*** Opening Study material ***

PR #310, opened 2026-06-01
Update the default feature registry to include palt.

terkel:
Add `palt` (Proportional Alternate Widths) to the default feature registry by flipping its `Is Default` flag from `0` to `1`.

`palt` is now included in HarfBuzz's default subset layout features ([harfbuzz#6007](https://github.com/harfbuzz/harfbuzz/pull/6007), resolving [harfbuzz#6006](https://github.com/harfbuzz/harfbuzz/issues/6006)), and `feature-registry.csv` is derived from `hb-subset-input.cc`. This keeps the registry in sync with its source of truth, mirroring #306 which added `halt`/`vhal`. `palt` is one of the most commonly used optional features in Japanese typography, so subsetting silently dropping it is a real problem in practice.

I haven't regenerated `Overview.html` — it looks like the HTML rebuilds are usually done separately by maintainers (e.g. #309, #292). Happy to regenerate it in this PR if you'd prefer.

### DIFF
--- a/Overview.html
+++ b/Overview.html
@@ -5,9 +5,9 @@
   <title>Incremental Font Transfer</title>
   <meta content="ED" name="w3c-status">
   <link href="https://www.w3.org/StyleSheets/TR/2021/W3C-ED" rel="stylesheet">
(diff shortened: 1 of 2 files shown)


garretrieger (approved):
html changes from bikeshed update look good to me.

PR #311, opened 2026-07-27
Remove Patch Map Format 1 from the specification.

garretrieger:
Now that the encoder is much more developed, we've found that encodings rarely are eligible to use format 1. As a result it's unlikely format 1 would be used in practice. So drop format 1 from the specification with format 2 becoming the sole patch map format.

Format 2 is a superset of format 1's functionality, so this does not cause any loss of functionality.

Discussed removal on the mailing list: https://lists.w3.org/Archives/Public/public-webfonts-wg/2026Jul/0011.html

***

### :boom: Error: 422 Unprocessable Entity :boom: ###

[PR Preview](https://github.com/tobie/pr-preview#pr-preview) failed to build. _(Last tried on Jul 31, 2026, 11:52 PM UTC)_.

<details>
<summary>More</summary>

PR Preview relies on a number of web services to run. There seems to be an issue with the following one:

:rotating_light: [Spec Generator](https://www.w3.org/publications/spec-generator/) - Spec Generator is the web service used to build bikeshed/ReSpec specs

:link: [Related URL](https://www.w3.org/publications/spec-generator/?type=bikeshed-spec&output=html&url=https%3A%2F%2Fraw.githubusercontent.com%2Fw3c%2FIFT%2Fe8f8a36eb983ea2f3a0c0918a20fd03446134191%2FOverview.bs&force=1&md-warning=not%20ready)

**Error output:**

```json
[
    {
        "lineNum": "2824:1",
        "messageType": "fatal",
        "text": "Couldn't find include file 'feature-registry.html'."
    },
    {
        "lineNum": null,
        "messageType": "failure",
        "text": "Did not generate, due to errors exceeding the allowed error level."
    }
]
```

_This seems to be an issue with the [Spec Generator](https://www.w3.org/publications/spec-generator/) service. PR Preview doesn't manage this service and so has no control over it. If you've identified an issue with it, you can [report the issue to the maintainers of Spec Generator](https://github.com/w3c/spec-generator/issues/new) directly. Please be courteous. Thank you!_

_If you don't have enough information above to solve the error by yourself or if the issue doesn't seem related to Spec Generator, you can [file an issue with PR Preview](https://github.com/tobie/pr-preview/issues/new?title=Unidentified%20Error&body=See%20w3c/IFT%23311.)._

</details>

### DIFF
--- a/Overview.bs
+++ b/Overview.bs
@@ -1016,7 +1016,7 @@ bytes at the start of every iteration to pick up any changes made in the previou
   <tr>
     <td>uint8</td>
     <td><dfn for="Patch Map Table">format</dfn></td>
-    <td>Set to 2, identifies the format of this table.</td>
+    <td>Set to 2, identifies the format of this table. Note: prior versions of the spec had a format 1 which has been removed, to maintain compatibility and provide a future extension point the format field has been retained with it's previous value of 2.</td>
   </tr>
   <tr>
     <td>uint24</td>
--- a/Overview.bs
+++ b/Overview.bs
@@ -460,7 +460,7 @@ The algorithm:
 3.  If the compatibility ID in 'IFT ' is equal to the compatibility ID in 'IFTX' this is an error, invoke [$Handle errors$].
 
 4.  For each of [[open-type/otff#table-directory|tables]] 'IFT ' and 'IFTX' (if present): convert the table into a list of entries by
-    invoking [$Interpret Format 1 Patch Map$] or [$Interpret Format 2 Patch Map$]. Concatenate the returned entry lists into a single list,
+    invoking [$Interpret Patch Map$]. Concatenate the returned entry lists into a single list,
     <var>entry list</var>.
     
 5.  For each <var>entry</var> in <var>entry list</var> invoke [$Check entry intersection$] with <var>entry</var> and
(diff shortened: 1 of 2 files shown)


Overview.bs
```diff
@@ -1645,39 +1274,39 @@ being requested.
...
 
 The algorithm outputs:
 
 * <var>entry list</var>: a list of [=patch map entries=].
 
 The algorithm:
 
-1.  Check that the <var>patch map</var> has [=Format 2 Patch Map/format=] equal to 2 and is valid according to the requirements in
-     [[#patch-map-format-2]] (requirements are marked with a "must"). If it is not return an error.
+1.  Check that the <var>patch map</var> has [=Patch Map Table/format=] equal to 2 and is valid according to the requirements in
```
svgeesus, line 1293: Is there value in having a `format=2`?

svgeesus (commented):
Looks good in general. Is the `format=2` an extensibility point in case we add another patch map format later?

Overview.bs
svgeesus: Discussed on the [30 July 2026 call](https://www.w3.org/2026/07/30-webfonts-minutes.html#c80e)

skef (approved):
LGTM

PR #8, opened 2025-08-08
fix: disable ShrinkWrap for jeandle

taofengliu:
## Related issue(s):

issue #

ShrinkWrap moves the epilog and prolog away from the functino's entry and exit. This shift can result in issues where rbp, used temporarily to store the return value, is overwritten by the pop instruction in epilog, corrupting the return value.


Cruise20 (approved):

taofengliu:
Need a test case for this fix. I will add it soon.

*** Closing Study material ***

# What you will do:
The answer should consist of every line above in which "text" appears.

# Your solution:
        "text": "Couldn't find include file 'feature-registry.html'."
        "text": "Did not generate, due to errors exceeding the allowed error level."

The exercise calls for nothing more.